[Opening MATERIALS PROVIDED section]

PR #2852, opened 2023-09-25
Fix doctest_fix for Documenter 1.0

fingolfin:


src/utils/docs.jl
```diff
@@ -80,12 +80,18 @@ Fixes all doctests for the file `n`, ie. all files in Oscar where
 function doctest_fix(n::String; set_meta::Bool = false)
   doc = get_document(set_meta)
 
+  if isdefined(Main.Documenter, :DocTests)
+    doctest = Main.Documenter.DocTests.doctest
+  else
+    doctest = Main.Documenter._doctest
+  end
```
lgoettgens, line 87:
```suggestion
  if isdefined(Main.Documenter, :_doctest)
    doctest = Main.Documenter._doctest
  else
    doctest = Main.Documenter.DocTests.doctest
  end
```
I would be more inclined to switch up the order, such that the Documenter 1.0 version is the first one. This makes the future dropping of 0.27 support clearer and more readable.

lgoettgens (approved):
LGTM, one comment below you are free to ignore.

src/utils/docs.jl
fingolfin: I don't agree that it is clearer, one still has to know which version is what. If we want this to be "clear" we need to switch this and other existing checks to check for a version. But that seems to be investing 5 minutes of work now to save 5 minutes of work later, so IMHO not worth it :-)

lgoettgens: True :)

PR #2857, opened 2023-09-27
Fix printing of character tables in Jupyter

fingolfin:
The header should not be inside math mode.


ThomasBreuer (approved):
Good, this fixes the Jupyter situation.

Just as an explanation:
My original idea was that the enclosing `$` characters should better be printed by the function that requests LaTeX format because this function might want to combine several LaTeX strings, and then can decide where a `$` is necessary.
I remember there were other cases of this kind in the code, but perhaps this code has been changed in the meantime.

PR #2858, opened 2023-09-27
Nicer detailed printing for RelativeBrauerGroupElem

fingolfin:
I used this in my software demo today. It made the difference between completely unreadable (to me) and at least decipherable.


fieker (approved):

fingolfin:
The failing doctest was due to randomization in an unrelated test involving a Galois context. I've restarted it now in the hopes that this will fix it. But I also submitted PR #2865 to fix the root cause.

[Closing MATERIALS PROVIDED section]

Among the records above, find the lines that contain "approved" and copy every one.

ANSWER FOR THE TASK >>
lgoettgens (approved):
ThomasBreuer (approved):
fieker (approved):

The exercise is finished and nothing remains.